SPEED ‘Item, she is proud.’

LANCE Out with that, too. It was Eve’s legacy, and cannot be ta’en from her.

SPEED ‘Item, she hath no teeth.’

LANCE I care not for that, neither, because I love crusts.

SPEED ‘Item, she is curst.’

LANCE Well, the best is, she hath no teeth to bite.

SPEED ‘Item, she will often praise her liquor.’

LANCE If her liquor be good, she shall. If she will not, I will; for good things should be praised.

SPEED ‘Item, she is too liberal.’

LANCE Of her tongue she cannot, for that’s writ down she is slow of. Of her purse she shall not, for that I’ll keep shut. Now of another thing she may, and that cannot I help. Well, proceed.

SPEED ‘Item, she hath more hair than wit, and more faults than hairs, and more wealth than faults.’

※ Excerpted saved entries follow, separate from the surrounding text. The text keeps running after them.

PR #729, opened 2022-07-01
Add BlikDelegate

jreij:


blik/src/main/java/com/adyen/checkout/blik/BlikComponent.kt
```diff
@@ -8,68 +8,74 @@
...
+        storedBlikDelegate: StoredBlikDelegate,
         configuration: BlikConfiguration
     ) : super(savedStateHandle, storedPaymentDelegate, configuration) {
-        // TODO: 09/12/2020 move this logic to base component, maybe create the InputData from the delegate?
-        inputDataChanged(BlikInputData())
+        this.blikDelegate = storedBlikDelegate
+        init()
+    }
+
+    private fun init() {
```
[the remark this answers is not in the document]
jreij: Yep exactly, the `init` block gets called before the `constructor`s so it crashes because the `private val blikDelegate` isn't initialised yet.

OscarSpruit (dismissed):

blik/src/main/java/com/adyen/checkout/blik/NewBlikDelegate.kt
```diff
@@ -0,0 +1,78 @@
...
+import com.adyen.checkout.components.model.paymentmethods.PaymentMethod
+import com.adyen.checkout.components.model.payments.request.BlikPaymentMethod
+import com.adyen.checkout.components.model.payments.request.PaymentComponentData
+import com.adyen.checkout.components.util.PaymentMethodTypes
+import com.adyen.checkout.core.log.LogUtil
+import com.adyen.checkout.core.log.Logger
+import kotlinx.coroutines.flow.Flow
+import kotlinx.coroutines.flow.MutableStateFlow
+
+class NewBlikDelegate(val paymentMethod: PaymentMethod) : BlikDelegate {
```
OscarSpruit, line 29: Both this and `StoredBlikDelegate` could be `internal`

blik/src/main/java/com/adyen/checkout/blik/NewBlikDelegate.kt
```diff
@@ -0,0 +1,78 @@
...
+        outputDataChanged(outputData)
+        createComponentState(outputData)
+    }
+
+    private fun outputDataChanged(outputData: BlikOutputData) {
+        _outputDataFlow.tryEmit(outputData)
+    }
+
+    override fun createComponentState(outputData: BlikOutputData) {
+        val paymentMethod = BlikPaymentMethod().apply {
```
OscarSpruit, line 53: Constructor should be used instead of `apply`

blik/src/main/java/com/adyen/checkout/blik/NewBlikDelegate.kt
```diff
@@ -0,0 +1,78 @@
...
+            type = BlikPaymentMethod.PAYMENT_METHOD_TYPE
+            blikCode = outputData.blikCodeField.value
+        }
+
+        val paymentComponentData = PaymentComponentData<BlikPaymentMethod>().apply {
```
OscarSpruit, line 58: Constructor should be used instead of `apply`

blik/src/main/java/com/adyen/checkout/blik/StoredBlikDelegate.kt
```diff
@@ -0,0 +1,73 @@
...
+    override fun onInputDataChanged(inputData: BlikInputData) {
+        Logger.e(TAG, "onInputDataChanged should not be called in StoredBlikDelegate")
+    }
+
+    private fun outputDataChanged(outputData: BlikOutputData) {
+        _outputDataFlow.tryEmit(outputData)
+    }
+
+    override fun createComponentState(outputData: BlikOutputData) {
+        val paymentMethod = BlikPaymentMethod().apply {
```
OscarSpruit, line 48: Constructor should be used instead of `apply`

blik/src/main/java/com/adyen/checkout/blik/StoredBlikDelegate.kt
```diff
@@ -0,0 +1,73 @@
...
+            type = BlikPaymentMethod.PAYMENT_METHOD_TYPE
+            storedPaymentMethodId = storedPaymentMethod.id
+        }
+
+        val paymentComponentData = PaymentComponentData<BlikPaymentMethod>().apply {
```
OscarSpruit, line 53: Constructor should be used instead of `apply`

blik/src/main/java/com/adyen/checkout/blik/NewBlikDelegate.kt
OscarSpruit, line 29: Also I prefer a name like `DefaultBlikDelegate`, so we don't have to rename this class when we remove the old delegate. WDYT?

jreij: Fixed

OscarSpruit (approved):

PR #732, opened 2022-07-07
Add India and APSE environments

OscarSpruit:


components-core/src/main/java/com/adyen/checkout/components/util/ValidationUtils.kt
```diff
@@ -56,9 +64,7 @@ object ValidationUtils {
      */
     fun doesClientKeyMatchEnvironment(clientKey: String, environment: Environment): Boolean {
         val isTestEnvironment = environment == Environment.TEST
-        val isLiveEnvironment = environment == Environment.EUROPE ||
-            environment == Environment.AUSTRALIA ||
-            environment == Environment.UNITED_STATES
+        val isLiveEnvironment = LIVE_ENVIRONMENTS.contains(environment)
```
jreij, line 67: Can you quickly check whether passing something like `environment = Environment(URL("https://checkoutshopper-live-us.adyen.com/checkoutshopper/")` would return `isLiveEnvironment = true`? The idea is that merchants should be able to create the environment manually, and if the URL is the same as one of the preset environments it should match it.

We already implement `equals` in `Environment` for that but I'm wondering if changing from `==` to `contains` will break that.

jreij (approved):

PR #736, opened 2022-07-14
Fix BACS Amount 

ozgur00:


bacs/src/main/java/com/adyen/checkout/bacs/BacsDirectDebitInputView.kt
```diff
@@ -232,12 +228,14 @@ class BacsDirectDebitInputView @JvmOverloads constructor(context: Context, attrs
...
 
-    private fun initButton() {
+    private fun setAmountConsentSwitchText() {
         if (!component.configuration.amount.isEmpty) {
             val formattedAmount =
                 CurrencyUtils.formatAmount(component.configuration.amount, component.configuration.shopperLocale)
             binding.switchConsentAmount.text =
                 localizedContext.getString(R.string.bacs_consent_amount_specified, formattedAmount)
+        } else {
+            binding.switchConsentAmount.text = localizedContext.getString(R.string.bacs_consent_amount)
```
jreij, line 238: Can't we use the same previous code here instead?
```kotlin
binding.switchConsentAmount.setLocalizedTextFromStyle(
    R.style.AdyenCheckout_Bacs_Switch_Amount,
    localizedContext
)
```

OscarSpruit:
I think removing the style causes the color of the switches to not match up anymore. Also the switches are not aligned, text size is different and I feel like there should be more white space between the texts 
image

ozgur00:
> I think removing the style causes the color of the switches to not match up anymore. Also the switches are not aligned, text size is different and I feel like there should be more white space between the texts image

done

OscarSpruit (approved):

PR #738, opened 2022-07-18
Add gift card delegate

OscarSpruit:
- Move logic from `GiftCardComponent` into a delegate
- Convert `CardEncrypter` from an object to a normal class
- Add a test implementation of `CardEncrypter`

### DIFF
--- a/bcmc/src/main/java/com/adyen/checkout/bcmc/DefaultBcmcDelegate.kt
+++ b/bcmc/src/main/java/com/adyen/checkout/bcmc/DefaultBcmcDelegate.kt
@@ -29,6 +29,7 @@ import com.adyen.checkout.cse.EncryptedCard
 import com.adyen.checkout.cse.UnencryptedCard
 import com.adyen.checkout.cse.exception.EncryptionException
 import com.adyen.threeds2.ThreeDS2Service
+import kotlinx.coroutines.channels.BufferOverflow
 import kotlinx.coroutines.flow.Flow
 import kotlinx.coroutines.flow.MutableSharedFlow
 import kotlinx.coroutines.flow.MutableStateFlow
@@ -46,7 +47,7 @@ internal class DefaultBcmcDelegate(
     private val _componentStateFlow = MutableStateFlow<PaymentComponentState<CardPaymentMethod>?>(null)
     override val componentStateFlow: Flow<PaymentComponentState<CardPaymentMethod>?> = _componentStateFlow
 
-    private val _exceptionFlow = MutableSharedFlow<CheckoutException>()
+    private val _exceptionFlow = MutableSharedFlow<CheckoutException>(0, 1, BufferOverflow.DROP_OLDEST)
     override val exceptionFlow: Flow<CheckoutException> = _exceptionFlow
 
     private var publicKey: String? = null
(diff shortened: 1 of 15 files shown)


ozgur00 (approved):

bcmc/src/main/java/com/adyen/checkout/bcmc/DefaultBcmcDelegate.kt
```diff
@@ -38,6 +39,7 @@ internal class DefaultBcmcDelegate(
     private val publicKeyRepository: PublicKeyRepository,
     private val configuration: BcmcConfiguration,
     private val cardValidationMapper: CardValidationMapper,
+    private val cardEncrypter: DefaultCardEncrypter,
```
jreij, line 42: Should this be `CardEncrypter` or `DefaultCardEncrypter`?

OscarSpruit: Good catch!

bcmc/src/main/java/com/adyen/checkout/bcmc/DefaultBcmcDelegate.kt
```diff
@@ -46,7 +48,7 @@ internal class DefaultBcmcDelegate(
     private val _componentStateFlow = MutableStateFlow<PaymentComponentState<CardPaymentMethod>?>(null)
     override val componentStateFlow: Flow<PaymentComponentState<CardPaymentMethod>?> = _componentStateFlow
 
-    private val _exceptionFlow = MutableSharedFlow<CheckoutException>()
+    private val _exceptionFlow = MutableSharedFlow<CheckoutException>(0, 1, BufferOverflow.DROP_OLDEST)
```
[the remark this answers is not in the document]
OscarSpruit: Yes I think so. I already changed it for all `MutableSharedFlow`s I could find

giftcard/src/main/java/com/adyen/checkout/giftcard/GiftCardComponent.kt
```diff
@@ -37,98 +27,41 @@ private const val LAST_FOUR_LENGTH = 4
...
-            ).fold(
-                onSuccess = { key ->
-                    publicKey = key
-                    createComponentState()
-                },
-                onFailure = { e ->
-                    notifyException(ComponentException("Unable to fetch publicKey.", e))
-                }
-            )
+            giftCardDelegate.fetchPublicKey()
```
jreij, line 56: Is there a way to make the delegate `fetchPublicKey()` by itself on init? And If so, is there any advantage? 🤔

OscarSpruit: Can't think of a good way to do this 🤔 We would have the pass a `CoroutineScope` somehow. We can't pass `viewModelScope` in the constructor, because the `ViewModel` is created after the delegate. So we would have to pass the scope after both are created, which is less elegant than this imo

jreij: 👍

jreij (approved):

LANCE Stop there. I’ll have her. She was mine and not mine twice or thrice in that last article. Rehearse that once more. 347

SPEED ‘Item, she hath more hair than wit’—

LANCE ‘More hair than wit.’ It may be. I’ll prove it: the cover of the salt hides the salt, and therefore it is more than the salt. The hair that covers the wit is more than the wit, for the greater hides the less. What’s next?

SPEED ‘And more faults than hairs’—

LANCE That’s monstrous. O that that were out!

SPEED ‘And more wealth than faults.’

LANCE Why, that word makes the faults gracious. Well, I’ll have her, and if it be a match—as nothing is impossible—

SPEED What then?

LANCE Why then will I tell thee that thy master stays for thee at the North Gate.

SPEED For me?

LANCE For thee? Ay, who art thou? He hath stayed for a better man than thee.

SPEED And must I go to him?

LANCE Thou must run to him, for thou hast stayed so long that going will scarce serve the turn.

SPEED Why didst not tell me sooner? Pox of your love letters! Exit

LANCE Now will he be swinged for reading my letter. An unmannerly slave, that will thrust himself into secrets. I’ll after, to rejoice in the boy’s correction.

Exit

3.2 Enter the Duke and Thurio

DUKE

Sir Thurio, fear not but that she will love you

Now Valentine is banished from her sight.

THURIO

Since his exile she hath despised me most,

Forsworn my company, and railed at me,

That I am desperate of obtaining her.

DUKE

This weak impress of love is as a figure

Trenched in ice, which with an hour’s heat

Dissolves to water and doth lose his form.

A little time will melt her frozen thoughts,

And worthless Valentine shall be forgot.

Enter Proteus

How now, Sir Proteus, is your countryman,

According to our proclamation, gone?

PROTEUS Gone, my good lord.

DUKE

My daughter takes his going grievously?

PROTEUS

A little time, my lord, will kill that grief.

DUKE

So I believe, but Thurio thinks not so.

Proteus, the good conceit I hold of thee—

For thou hast shown some sign of good desert—

Makes me the better to confer with thee.

PROTEUS

Longer than I prove loyal to your grace

Let me not live to look upon your grace.

DUKE

Thou know’st how willingly I would effect

The match between Sir Thurio and my daughter?

PROTEUS I do, my lord.

DUKE

And also, I think, thou art not ignorant

How she opposes her against my will?

PROTEUS

She did, my lord, when Valentine was here.

DUKE

Ay, and perversely she persevers so.

What might we do to make the girl forget

The love of Valentine, and love Sir Thurio?